Another question that is very important is you need to consolidate transactions from a lot of different actors and legal entities. And in this sense, blockchain is also perfect because it applies very well to supply chain use cases, to insurance use cases where there are different legal entities.
But then at the same time, security [matters]. I think that every minute there is a hack in one element of the financial system. But it's also one thing where blockchain can help sort it out.
A very good example is what we are trying to do in the city of Lugano, where you will be able to pay all your fees, your fines, your taxes, even your coffee, because merchants are involved. The idea is that everything will run on top of the platform on Polygon. You will be able to pay with a stablecoin pegged to the Swiss franc, which is named luga, and another one pegged to the dollar, in this case tether. This is the future.
With the recent crypto crash, what happened with luna and the general crypto market downturn, has that affected how Polygon operates? Did you notice any difference in the trust that people have in crypto?
Yes. Honestly, I’m not happy about what’s happened to luna or other protocols, of course. But a stablecoin that was giving you a 20% yield? That's something strange. At least around me, I don't know anybody investing in luna, but not because they were more clever, more silly, whatever it is. But because it was strange. The same applies to other DeFi projects that were giving 90%, 80% [yield]. It's a little bit of common sense, meaning if you see that there are these big yields, normally there is a risk involved.
Obviously, it has decreased a little bit of interest in crypto, yes, that's for sure. At the same time, it's also the moment where you can differentiate between speculation and build. In our case, here at Polygon, we deployed Nightfall, a privacy platform, and Supernet, a sovereign blockchain platform that is like the internet of blockchains. Now, in July, we will deploy the first zkEVM in testnet.
I think it's a moment to be focused on building. You should still look at the price of your token or asset or whatever, because otherwise you will become crazy. But yes, I think it's time to build up, and with time the market will differentiate.

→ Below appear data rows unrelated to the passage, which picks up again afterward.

PR #2508, opened 2023-12-05
Update workflow to have kuzzle-core and plugin-dev

rolljee:
## What does this PR do ?

* This PR moves the creation of the docker image kuzzleio/kuzzle to a dedicated workflow run like other created image.
* This PR re-add the creation of kuzzleio/plugin-dev witch apparently stopped being created 2 year ago 😊 

I also deleted some files (scripts mostly) that wasn't used to remove little by little all noise in the repository


docker/images/kuzzle/Dockerfile
```diff
@@ -14,36 +15,29 @@ RUN  set -x \
...
 
-ENV NODE_ENV=production
+ADD ./bin bin
+ADD ./config config
+ADD ./lib lib
+ADD ./package.json package.json
+ADD ./package-lock.json package-lock.json
+ADD ./index.ts index.ts
+ADD ./tsconfig.json tsconfig.json
+ADD ./.kuzzlerc.sample.jsonc .kuzzlerc.sample.jsonc
```
alexandrebouthinon, line 27: I know this was already like that but I think we can get rid of it
```suggestion
```

alexandrebouthinon (approved):

.github/workflows/kuzzle-core.yml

Particularly with the EU’s Markets in Crypto-Assets bill and transfer-of-funds rules, AML checks have been a point of contention. How do you feel about crypto regulation coming up?
I was involved in some consultations with the European Parliament. I can tell you that I have spoken with more than 40 members of the European Parliament and, again, they are trying to understand. Obviously, yes, there is this component of security and AML.

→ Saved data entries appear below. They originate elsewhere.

PR #2521, opened 2024-01-31
fix(semantic-release): fix an issue where semver would not satisfies …

rolljee:
…pre-release versions

## What does this PR do ?

This PR allow kuzzle to work with pre release version of plugin and kuzzle itself


Kuruyia (approved):

Kuruyia:
Maybe we can add a test for this case?

rolljee:
> Maybe we can add a test for this case?

That's a good idea, I'll do it 👍🏼

fmauNeko (approved):

PR #2530, opened 2024-05-08
Fix documentation example for using `searchUsersByCredentials` action. 

azagaya:
## What does this PR do ?

Fixes a small mistake in the documentation.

I think at a certain point we should sign a trade-off that if you are the owner of the wallet as you are the owner of a bank account, you should be able to say it. Here in Switzerland, for example, I am declaring my hardware wallet. It's part of my assets, and I pay some taxes on top of it. I understand that for some people it is very attractive to earn a lot of money and yield without paying any tax. Well, maybe we can discuss if the taxes are fair or not; that's not the discussion.
They are trying to establish some control. We should find the right balance between the owner of the assets and total control on all transactions. There should be a midpoint.
When we speak with regulators, with governments, they are not against blockchain [technology]. For example, they are very interested in the field of traceability that blockchain can bring and can be really helpful for AML or KYC. Obviously, here also there is the privacy topic, because otherwise they can trace all your transactions, and we don't want that to be a very Orwellian world. But here zero-knowledge can help a lot to provide this privacy. Here the question is: How can we manage these technologies that are adding privacy and scalability? But regulators and governments are very interested to understand how they can apply these in real life.